Season of anthocyanin and carotenoids

Photograph of red-leaved tree in sunlight on Mogollon Rim, Arizona. Photo by Gary Garner. Credit: U.S. Forest Service, Southwestern Region, Coconino National Forest.
Fall color on the Mogollon Rim, Arizona, October 2009. Photo by Gary Garner. Credit: U.S. Forest Service, Southwestern Region, Coconino National Forest. Shared under a Creative Commons license.

This is one of my very favorite times of year; on sunny days, the low-angle sunlight makes the colorful leaves on the trees glow. “Season of mists and mellow fruitfulness,” Keats wrote in his poem “To Autumn,” but it’s also the season of some interesting chemistry. To celebrate the brilliant hues of Northern Hemisphere autumn, today we’ll look at the names of the chemicals that give the leaves their color.

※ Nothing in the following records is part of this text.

Issue #477, opened 2026-04-01
hygiene: add quarantine guard at co_access write time to prevent stale-pair accumulation


dug-21:
## Context

Identified during bugfix #476 audit (co_access promotion quarantine oscillation).

## Problem

`execute_analytics_write` in `analytics.rs` (the `AnalyticsWrite::CoAccess` match arm) has no quarantine status filter at write time. When an entry is quarantined, it stops being returned from search so new co_access pairs involving it naturally stop accumulating — but any co_access rows that exist at quarantine time continue aging in place until `cleanup_stale_co_access` prunes them by `last_updated`.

The green in leaves in the spring and summer comes from chlorophyll, the chemical that makes photosynthesis possible. The word chlorophyll was coined in the early 19th century. It has two Greek roots. Khloros means pale green, and phyllon means leaf. (That one also appears in phyllosilicate, which describes clay minerals with thin sheets, or leaves, of silica; it also appears in phyllo dough.)

Leaves also contain carotenoids during much of their lifetimes. These pigments provide yellow, red, and orange colors in the plant world. For example, in about six months we’ll be seeing the cheery yellow of a carotenoid in daffodils. As some fruits mature, we see the chlorophyll slowly disappear as the green fruit ripens to yellow, orange, or red. You may have heard of lycopenes or β-carotene, which are considered micronutrients in foods. (I talked about lycopenes and their unlikely etymological connection to wolves in an earlier post.) The words carotene and carotenoid come from carote, the Latin word for that iconic orange vegetable, the carrot.

Something similar to the ripening of fruit happens in leaves in the fall: as trees prepare for winter and shut down photosynthesis in their leaves, the chlorophyll fades away and the carotenoids that they contain become more obvious. In addition, some fruits and many trees also begin to produce another pigment, anthocyanin, in response to the shorter days of fall. It also contributes to the colors of the fall foliage as the chlorophyll disappears. Anthocyanin, like chlorophyll, comes from two Greek roots: anthos, for flower, and kuanos, for blue.

So now you know what sets the woods and tree-lined streets ablaze: the chlorophyll is disappearing, and the carotenoids and anthocyanin are shining forth. It goes by fast; enjoy!